══ Records to use ══

PR #917, opened 2017-01-11
Update Nodejs package gen with latest toolkit change

shinfan:
- Add missing EOF newlines 
- Fix package.snip


shinfan:
Baseline updated.

PR #919, opened 2017-01-11
Support error testing in Nodejs

shinfan:
_Note: All new generated tests have been verified manually with Speech client._


src/main/resources/com/google/api/codegen/nodejs/test.snip
```diff
@@ -86,6 +90,27 @@
...
+      var client = {@moduleName}.{@test.serviceConstructorName}();
+      // Mock request
+      {@initCodeLines(test.initCode)}
+
+      // Mock Grpc layer
+      client._{@test.clientMethodName} = function(actualRequest, options, callback) {
+        assert.deepStrictEqual(actualRequest, request);
+        var error = new Error('Fake error');
+        error.code = FAKE_STATUS_CODE;
+        callback(error, null);
```
landrito: I think just using `callback(error);` is fine.

src/main/resources/com/google/api/codegen/nodejs/test.snip
```diff
@@ -86,6 +90,27 @@
...
+      };
+
+      client.{@test.clientMethodName}(request, function(err, response) {
+        assert.equal(err.code, FAKE_STATUS_CODE);
```
landrito: Add `assert.type(err, Error);`

src/main/resources/com/google/api/codegen/nodejs/test.snip
```diff
@@ -115,6 +140,27 @@
       });
     });
   });
+
```
landrito: Looks like this is duplicate code. Consider consolidating it.

src/main/resources/com/google/api/codegen/nodejs/test.snip
shinfan: Done

src/main/resources/com/google/api/codegen/nodejs/test.snip
shinfan: It seems like `Assert` does not have a type method (https://nodejs.org/api/assert.html). Used `assert(err instanceof Error)`

src/main/resources/com/google/api/codegen/nodejs/test.snip
shinfan: Done

shinfan:
@landrito PTAL

src/main/resources/com/google/api/codegen/nodejs/test.snip
landrito: Whoops! Looked at the wrong assertion library docs.

src/test/java/com/google/api/codegen/testdata/nodejs_test_library.baseline
```diff
@@ -51,6 +54,29 @@ describe('LibraryServiceClient', function() {
...
+    it('invokes createShelf with error', function(done) {
+      var client = libraryV1.libraryServiceClient();
+      // Mock request
+      var shelf = {};
+      var request = {
+          shelf : shelf
+      };
+
+      // Mock Grpc layer
+      client._createShelf = function(actualRequest, options, callback) {
```
landrito: I think the creation of the mock method can be consolidated to reduce code reuse as seen below:

Utility method used by non-streaming tests:
```js
function mockGrpcMethod(expectedRequest, response) {
  return function(actualRequest, options, callback) {
    assert.deepStrictEqual(actualRequest, expectedRequest);
    if (response instanceof Error) { // Unsure if idiomatic.
      callback(response);
    } else {
      callback(null, response);
    }
  };
}
```

When mocking the grpc layer for a regular test:
```js
// Non-error testing
client._getBook = mockGrpcMethod(expectedRequest, expectedResponse);
```

And for an error:
```js
// This will only need to be declared once.
var error = new Error('Fake error');
error.code = FAKE_STATUS_CODE;

// Error testing
client._getBook = mockGrpcMethod(expectedRequest, error);
```

Something similar can be made for streaming as well.

Note: Theres a line in my example that I am unsure if it is idiomatic. @jmuk can you take a quick look.

shinfan: Good point. I will have a try.

shinfan: I am not an export in NodeJs but I feel like

```
function mockGrpcMethod(expectedRequest, response, error) {
  return function(actualRequest, options, callback) {
    assert.deepStrictEqual(actualRequest, expectedRequest);
    if (error) {.
      callback(error);
    } else {
      callback(null, response);
    }
  };
}
```

might be better

src/test/java/com/google/api/codegen/testdata/nodejs_test_library.baseline
```diff
@@ -137,6 +208,29 @@ describe('LibraryServiceClient', function() {
...
+
+      // Mock Grpc layer
+      client._deleteShelf = function(actualRequest, options, callback) {
+        assert.deepStrictEqual(actualRequest, request);
+        var error = new Error('Fake error');
+        error.code = FAKE_STATUS_CODE;
+        callback(error);
+      };
+
+      client.deleteShelf(request, function(err, response) {
```
jmuk: `deleteShelf` has `Empty` return type, which should make the callback style as `function(err) { ... }`

src/test/java/com/google/api/codegen/testdata/nodejs_test_library.baseline
```diff
@@ -592,6 +1009,33 @@ describe('LibraryServiceClient', function() {
...
+        return mockStream;
+      };
+
+      client.streamShelves(request).on('data', function(response) {
+        assert.fail();
+      }).on('error', function(err) {
+        assert(err instanceof Error);
+        assert.equal(err.code, FAKE_STATUS_CODE);
+        done();
+        }
```
jmuk: This close brace seems redundant.

src/test/java/com/google/api/codegen/testdata/nodejs_test_library.baseline
landrito: I was trying to figure out which of the two were better as well. I went with mine to try and avoid this:

```js
// Looks a little ugly.
client._method = mockGrpcMethod(expectedRequest, null, error);
```

Maybe @jmuk can shed the light on whats best.

jmuk: I don't have strong feeling here, both would look good to me.  To me, skipping expected response as `null` isn't very bad.

landrito: @shinfan lets just go with 
```js 
function mockGrpcMethod(expectedRequest, response, error)
```

shinfan: sgtm

src/test/java/com/google/api/codegen/testdata/nodejs_test_library.baseline
```diff
@@ -749,17 +1117,34 @@ describe('LibraryServiceClient', function() {
...
+
+      client.addLabel(request, function(err, response) {
+        assert(err instanceof Error);
+        assert.equal(err.code, FAKE_STATUS_CODE);
+        done();
+      });
+    });
   });
 
   describe('getBigBookAsync', function() {
```
landrito: What is causing this to be `getBigBookAsync`. Shouldn't it be [`getBigBook`](https://github.com/googleapis/toolkit/blob/master/src/test/java/com/google/api/codegen/testdata/nodejs_doc_main_library.baseline#L1782)?

Furthermore, we need to do something different for longrunning methods since they will be wrapped with this [wrapper](https://github.com/googleapis/gax-nodejs/blob/master/lib/longrunning.js#L134).

src/test/java/com/google/api/codegen/testdata/nodejs_test_library.baseline
shinfan: Done

src/test/java/com/google/api/codegen/testdata/nodejs_test_library.baseline
shinfan: Fixed the async name.
Long running methods are not in the scope of this PR. Will fix in a separate one: https://github.com/googleapis/toolkit/issues/925

shinfan:
@landrito  PTAL

src/test/java/com/google/api/codegen/testdata/nodejs_test_library.baseline
```diff
@@ -749,21 +1117,38 @@ describe('LibraryServiceClient', function() {
...
+        done();
+      });
+    });
   });
 
-  describe('getBigBookAsync', function() {
-    it('invokes getBigBookAsync without error', function(done) {
+  describe('getBigBook', function() {
+    it('invokes getBigBook without error', function(done) {
       var client = libraryV1.libraryServiceClient();
```
landrito: This response of the method will be [wrapped](https://github.com/googleapis/gax-nodejs/blob/master/lib/longrunning.js#L94) by an operation so simply checking the response will not work. 

Maybe the most appropriate way would be a simple check like such:

```js
client.getBigBook(request, function(err, operation, response) {
    assert.ifError(err);
    assert.deepStrictEqual(operation.latestResponse, expectedResponse);
    assert.deepStrictEqual(response, expectedResponse);
    done();
  });
});
```

src/test/java/com/google/api/codegen/testdata/nodejs_test_library.baseline
```diff
@@ -749,21 +1117,38 @@ describe('LibraryServiceClient', function() {
...
       // Mock request
       var formattedName = client.bookPath("[SHELF_ID]", "[BOOK_ID]");
```
landrito: Not for this line but for the creation of the response. It looks like the response is not in the form of an [`google.longrunning.Operation`](https://github.com/googleapis/googleapis/blob/master/google/longrunning/operations.proto#L82). Any idea why?

shinfan: The mock response generation logic is shared across languages. I have looked at [that generation code](https://github.com/googleapis/toolkit/blob/master/src/main/java/com/google/api/codegen/transformer/TestCaseTransformer.java#L180), it looks like NodeJS may require some extra work for LRO. On the other hand, we may also need to update the sample gen code as well. I have an on-going LRO PR that I will send you for review as soon as it is ready.

landrito: Awesome SGTM.

src/test/java/com/google/api/codegen/testdata/nodejs_test_library.baseline
shinfan: I have skipped the LRO tests for now since they are incorrect anyway. I will add the tests back once the LRO issues are solved.

landrito:
LGTM pending CI failures.

src/main/java/com/google/api/codegen/transformer/SurfaceNamer.java
```diff
@@ -596,7 +596,7 @@ public String getAsyncApiMethodName(Method method, VisibilityConfig visibility)
     return getApiMethodName(Name.upperCamel(method.getSimpleName()).join("async"), visibility);
   }
 
-  private String getApiMethodName(Name name, VisibilityConfig visibility) {
+  protected String getApiMethodName(Name name, VisibilityConfig visibility) {
```
landrito: Why did this happen?

shinfan: `getApiMethodName` is now used by `NodeJSSurfaceName`

landrito: Oh gotcha LGTM.

landrito:
LGTM

PR #922, opened 2017-01-12
implement package-private methods for Java

pongad:


src/test/java/com/google/api/codegen/testdata/java_main_library.baseline
```diff
@@ -2077,7 +2077,7 @@ public class LibraryServiceClient implements AutoCloseable {
    * @param label REQUIRED: The label to add.
    * @throws com.google.api.gax.grpc.ApiException if the remote call fails
    */
-  public final AddLabelResponse addLabel(String resource, String label) {
+   final AddLabelResponse addLabel(String resource, String label) {
```
pongad: The extra blank space here is OK. It will be stripped by the code formatter when we generate clients "for real"

src/main/java/com/google/api/codegen/transformer/SurfaceNamer.java
```diff
@@ -588,12 +588,38 @@ public String getReroutedGrpcMethodName(MethodConfig methodConfig) {
...
+    }
+  }
+
+  /** The keyword controlling the visiblity, eg "public", "protected". */
+  public String getVisiblityKeyword(VisibilityConfig visibility) {
+    switch (visibility) {
+      case PUBLIC:
+        return "public";
+      case PACKAGE:
+        return "";
```
garrettjonesgoogle: alternatively, you could use `"/* package-private */"`

pongad: good idea, done

pongad:
@garrettjonesgoogle PTAL

garrettjonesgoogle:
LGTM

PR #923, opened 2017-01-12
Add streaming support to PHP

michaelbausor:
Enable streaming support for client, server and bidi streaming

Gax PR: https://github.com/googleapis/gax-php/pull/51


src/main/resources/com/google/api/codegen/php/main.snip
```diff
@@ -232,6 +233,25 @@
...
 @end
 
+@private grpcStreamingDescriptorFunction(xapiClass)
+    @if xapiClass.hasGrpcStreamingMethods
+        private static function getGrpcStreamingDescriptors()
+        {
+            return [
+                @join descriptor : xapiClass.grpcStreamingDescriptors
+                    '{@descriptor.methodName}' => [
+                        'grpcStreamingType' => '{@descriptor.grpcStreamingType.toString}',
```
garrettjonesgoogle: You don't need the `.toString`, the snippet language will do that automatically.

src/main/java/com/google/api/codegen/viewmodel/OptionalArrayMethodView.java
```diff
@@ -58,11 +58,18 @@
...
   public abstract LongRunningOperationDetailView longRunningView();
 
+  public boolean isLongRunningOperation() {
+    return longRunningView() != null;
+  }
+
+  public boolean isNotGrpcRequestStreamingMethod() {
+    return !(grpcStreamingType().equals(GrpcStreamingType.BidiStreaming)
+        || grpcStreamingType().equals(GrpcStreamingType.ClientStreaming));
+  }
```
garrettjonesgoogle: Since the logic is non-trivial here, I think I would prefer to have it in the transformer. Also, maybe the concept should be more general: `isSingularRequestMethod` or something like that.

src/main/java/com/google/api/codegen/viewmodel/DynamicLangXApiView.java
```diff
@@ -50,6 +50,8 @@
 
   public abstract List<LongRunningOperationDetailView> longRunningDescriptors();
 
+  public abstract List<GrpcStreamingDetailView> grpcStreamingDescriptors();
+
```
garrettjonesgoogle: Is PHP the first dynamic MVVM language with grpc streaming support?

src/main/java/com/google/api/codegen/transformer/php/PhpGapicSurfaceTransformer.java
```diff
@@ -178,6 +181,29 @@ public PhpGapicSurfaceTransformer(ApiConfig apiConfig, GapicCodePathMapper pathM
...
+      result.add(
+          GrpcStreamingDetailView.newBuilder()
+              .methodName(context.getNamer().getApiMethodName(method, VisibilityConfig.PUBLIC))
+              .grpcStreamingType(grpcStreamingConfig.getType())
+              .grpcResourcesField(
+                  grpcStreamingConfig.hasResourceField()
+                      ? context
+                          .getNamer()
+                          .getFieldGetFunctionName(grpcStreamingConfig.getResourcesField())
+                      : null)
```
garrettjonesgoogle: Maybe pull up this embedded logic

src/main/resources/com/google/api/codegen/php/method_sample.snip
```diff
@@ -83,9 +95,67 @@
...
+    $requests = [$request];
+    
+    // Write data to server and wait for a response
+    $streamingResponse = {@methodCallSampleCode(apiMethod)};
+    $result = $streamingResponse->writeAllAndWait($requests);
+    // doSomethingWith($result)
+    
+    // OR write data as it becomes available, then wait for a response
+    $streamingResponse = {@methodCallSampleCode(apiMethod)};
+    foreach (read_requests_from_stream() as $request) {
```
garrettjonesgoogle: yeah, the `$requests` array would be much clearer.

I think we should test what we have written, so if you are adding support for client streaming, add a baseline.

src/main/resources/com/google/api/codegen/php/method_sample.snip
```diff
@@ -83,9 +95,67 @@
     }
 @end
 
+@private clientStreamingMethodSampleCode(apiMethod)
+    $requests = [$request];
+    
+    // Write data to server and wait for a response
+    $streamingResponse = {@methodCallSampleCode(apiMethod)};
+    $result = $streamingResponse->writeAllAndWait($requests);
```
garrettjonesgoogle: The confusing part is "response" actually. This comment also applies to the types in GAX.

michaelbausor: What do you think about `$clientStream`, `$serverStream` and `$bidiStream`? I am not fully convinced that is right though, as they aren't really streams... maybe `$clientStreamConnection`? `$clientStreamingConnection`?

src/main/resources/com/google/api/codegen/php/method_sample.snip
michaelbausor: Updated to `$requests` and added client streaming method... although perhaps I should make the client streaming method part of a separate PR, as it changes multiple baselines in 6 languages, what do you think?

src/test/java/com/google/api/codegen/testdata/library_gapic.yaml
```diff
@@ -421,6 +421,14 @@ interfaces:
     retry_codes_name: non_idempotent
     retry_params_name: default
     timeout_millis: 30000
+  - name: MonologAboutBook
+    # required_fields makes difference on sample code.
```
garrettjonesgoogle: -> "makes a difference"

src/main/resources/com/google/api/codegen/php/method_sample.snip
garrettjonesgoogle: Maybe a name that corresponds to the type? So for streaming pull, `$pullStream` might be nice. Or if you just wanted to be generic, `$callStream`.

src/main/resources/com/google/api/codegen/php/method_sample.snip
garrettjonesgoogle: It seems inherent to the functionality you are enabling here, so I would say keep it in this PR.

src/test/java/com/google/api/codegen/testdata/java_test_library.baseline
```diff
@@ -1220,6 +1220,50 @@ public class LibraryServiceTest {
...
+      .setUserName(userName)
+      .setComment(comment)
+      .build();
+    mockLibraryService.addResponse(expectedResponse);
+    String name = "name3373707";
+    DiscussBookRequest request = DiscussBookRequest.newBuilder()
+      .setName(name)
+      .build();
+
+    $unhandled case: ClientStreaming$
```
garrettjonesgoogle: alert alert

src/test/java/com/google/api/codegen/testdata/nodejs_test_library.baseline
```diff
@@ -1001,6 +1001,8 @@ describe('LibraryServiceClient', function() {
     });
   });
 
+  $unhandled case: ClientStreaming$
```
garrettjonesgoogle: alert alert

src/test/java/com/google/api/codegen/testdata/php_main_library.baseline
```diff
@@ -1410,6 +1440,214 @@ class LibraryServiceClient
...
+     *     $clientStreamingResponse = $libraryServiceClient->monologAboutBook();
+     *     $result = $clientStreamingResponse->writeAllAndWait($requests);
+     *     // doSomethingWith($result)
+     *
+     *     // OR write data as it becomes available, then wait for a response
+     *     $clientStreamingResponse = $libraryServiceClient->monologAboutBook();
+     *     foreach ($requests as $request) {
+     *         $clientStreamingResponse->write($request);
+     *     }
+     *     $result = $clientStreamingResponse->wait();
```
garrettjonesgoogle: The name `wait` doesn't imply to me that it will return the final response

src/main/resources/com/google/api/codegen/php/method_sample.snip
michaelbausor: I like `$pullStream`, and perhaps also `$pushStream` and `$bidiStream`?

As for the GAX types, they could be named similarly.

garrettjonesgoogle: That's what I was thinking.

garrettjonesgoogle: Oh and as for your first statement - I suggested `pullStream` because the API method is `pull`. For the Speech API, the corresponding name would be `recognizeStream`.

michaelbausor: The variable names could be method-specific, but the GAX types are the same for all methods, so they need to be named for the streaming type

src/test/java/com/google/api/codegen/testdata/php_main_library.baseline
michaelbausor: Changed to readResponse()

michaelbausor:
Updated to skip test generation for client streaming in Java and NodeJS, which were causing the unhandled cases

src/test/java/com/google/api/codegen/testdata/library_gapic.yaml
michaelbausor: Fixed

michaelbausor:
PTAL

src/main/java/com/google/api/codegen/transformer/java/JavaGapicSurfaceTestTransformer.java
```diff
@@ -272,6 +273,9 @@ private ClientTestFileView createUnitTestFileView(SurfaceTransformerContext cont
     for (Method method : context.getSupportedMethods()) {
       MethodConfig methodConfig = context.getMethodConfig(method);
       if (methodConfig.isGrpcStreaming()) {
+        if (methodConfig.getGrpcStreamingType() == GrpcStreamingType.ClientStreaming) {
+          continue;
+        }
```
garrettjonesgoogle: Add a TODO & issue (for the Node one too) - I don't want to lose this.

garrettjonesgoogle:
LGTM after the TODO is added

src/main/java/com/google/api/codegen/transformer/java/JavaGapicSurfaceTestTransformer.java
michaelbausor: Added TODOs and created issue: https://github.com/googleapis/toolkit/issues/946

garrettjonesgoogle:
LGTM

═══

● **Problem details**:
Print the material above verbatim, first line through the line containing "landrito: I think just", both included.

● **Result of the task**:
PR #917, opened 2017-01-11
Update Nodejs package gen with latest toolkit change

shinfan:
- Add missing EOF newlines 
- Fix package.snip


shinfan:
Baseline updated.

PR #919, opened 2017-01-11
Support error testing in Nodejs

shinfan:
_Note: All new generated tests have been verified manually with Speech client._


src/main/resources/com/google/api/codegen/nodejs/test.snip
```diff
@@ -86,6 +90,27 @@
...
+      var client = {@moduleName}.{@test.serviceConstructorName}();
+      // Mock request
+      {@initCodeLines(test.initCode)}
+
+      // Mock Grpc layer
+      client._{@test.clientMethodName} = function(actualRequest, options, callback) {
+        assert.deepStrictEqual(actualRequest, request);
+        var error = new Error('Fake error');
+        error.code = FAKE_STATUS_CODE;
+        callback(error, null);
```
landrito: I think just using `callback(error);` is fine.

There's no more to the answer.